Students who exhibit unprofessional behavior, including but not limited to honor code violations, will not receive letters of recommendation from the professor for TA applications, graduate school, scholarships, etc.
Course Policies
Academic Integrity policy
It is very important in this course (and in life), that your work be your own. These guidelines will help you achieve that.
You must:
- Solve all homework, quizzes, projects, and labs on your own, unless you are receiving the help of the instructional staff.
You may:
- Discuss any of the English requirements of the assignment specifications with other students; you may ask for clarification, in English, of the assignment requirements. However, you are NOT allowed to discuss high level solutions to these assignments (see below).
You may NOT:
- Copy code to or from other students or people outside of the class.
- Discuss general approaches to solving the homework problems with other students.
- Have another student look at a specific snippet of your code (e.g., 2+ lines) to help you debug a programming error.
- Have someone else write code for you.
- Copy code from the internet.
- Use any LLM (such as ChatGPT) to generate any of your code, or generate a skeleton of your code that you then modify. You may also not use an LLM for any other reason in this course.
Penalties for violating the code or the policies described here include failing this course, and are elaborated in the GW Academic Integrity Code. Note that the minimum punishment is failure of the assignment. Additional actions could include failure of the class, suspension, or expulsion.

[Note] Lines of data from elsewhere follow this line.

PR #57, opened 2022-02-28
Fix makefile init mobile app

slax57:
## Content

- [x] Fix missing env file for mobile-app in makefile init
- [x] Replace docker compose commands by make in global readme file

Use of Electronic Course Materials and Class Recordings
Students are encouraged to use electronic course materials, including recorded class sessions, for private personal use in connection with their academic program of study. Electronic course materials and recorded class sessions should not be shared or used for non-course related purposes unless express permission has been granted by the instructor. Students who impermissibly share any electronic course materials are subject to discipline under the Student Code of Conduct. Please contact the instructor if you have questions regarding what constitutes permissible or impermissible use of electronic course materials and/or recorded class sessions. Please contact Disability Support Services if you have questions or need assistance in accessing electronic course materials.

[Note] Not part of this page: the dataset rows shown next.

PR #58, opened 2022-02-28
Improve player's turn and win message

slax57:
## Content

- [x] Edit message while in remote play to clarify if it's my turn to play or not
- [x] Improved win message to make it clearer if I won the game or lost it
- [x] Update automated tests
- [x] Use fixed height for messages to avoid screen blinking

Related to: https://trello.com/c/rUzI9XZe/69-05-improve-ui-for-current-player-in-distant-mode

### Win
hex-mobile-remote-win-fixed-height

### Loose
hex-mobile-remote-loose-fixed-height

### DIFF
--- a/mobile-app/src/components/Board/Board.tsx
+++ b/mobile-app/src/components/Board/Board.tsx
@@ -26,7 +26,7 @@ export default function Board({
   const svgSize = getApproximateSvgSize(gameState.board.length);
   return gameState.winner ? (
     <View style={{ flex: 1, alignItems: 'center', justifyContent: 'center' }}>
-      {getWinMsgElt(gameState)}
+      <View style={{ height: '100px' }}>{getWinMsgElt(gameState)}</View>
       <Svg width={svgSize} height={svgSize}>
         {generateBoardCells(gameState).map(
           ({ withoutBorderCoordinates, svgPointsToDraw, type }, index) =>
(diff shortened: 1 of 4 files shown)


mobile-app/src/components/Board/Board.tsx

University policy on observance of religious holidays
In accordance with University policy, students should notify faculty during the first week of the semester of their intention to be absent from class on their day(s) of religious observance. For details and policy, see Religious Holidays on the Provost web page.
Disability Support Services (DSS)
Any student who may need an accommodation based on the potential impact of a disability should contact Disability Support Services (or call 202-994-8250) to establish eligibility and to coordinate accommodations.
Safety and Security
• Monitor GW Alerts and Campus Advisories to Stay Informed before and during an emergency event or situation
• In an emergency: call GWPD/EMeRG 202-994-6111 or 911
• For situation-specific actions: refer to GW’s Emergency Response Handbook and Emergency Operations Plan
• In the event of an armed Intruder: Run. Hide. Fight.
Diversity and Inclusion
All people have the right to be addressed and referred to in accordance with their personal identity. In this class, we will have the chance to indicate the name that we prefer to be called and, if we choose, to identify pronouns with which we would like to be addressed. I will do my best to address and refer to all students accordingly and support classmates in doing so as well.
For more resources, see the CS Dept JEDI homepage.
Acknowledgments
The material for this course comes from previous iterations taught by Prof. Aviv. Thank you.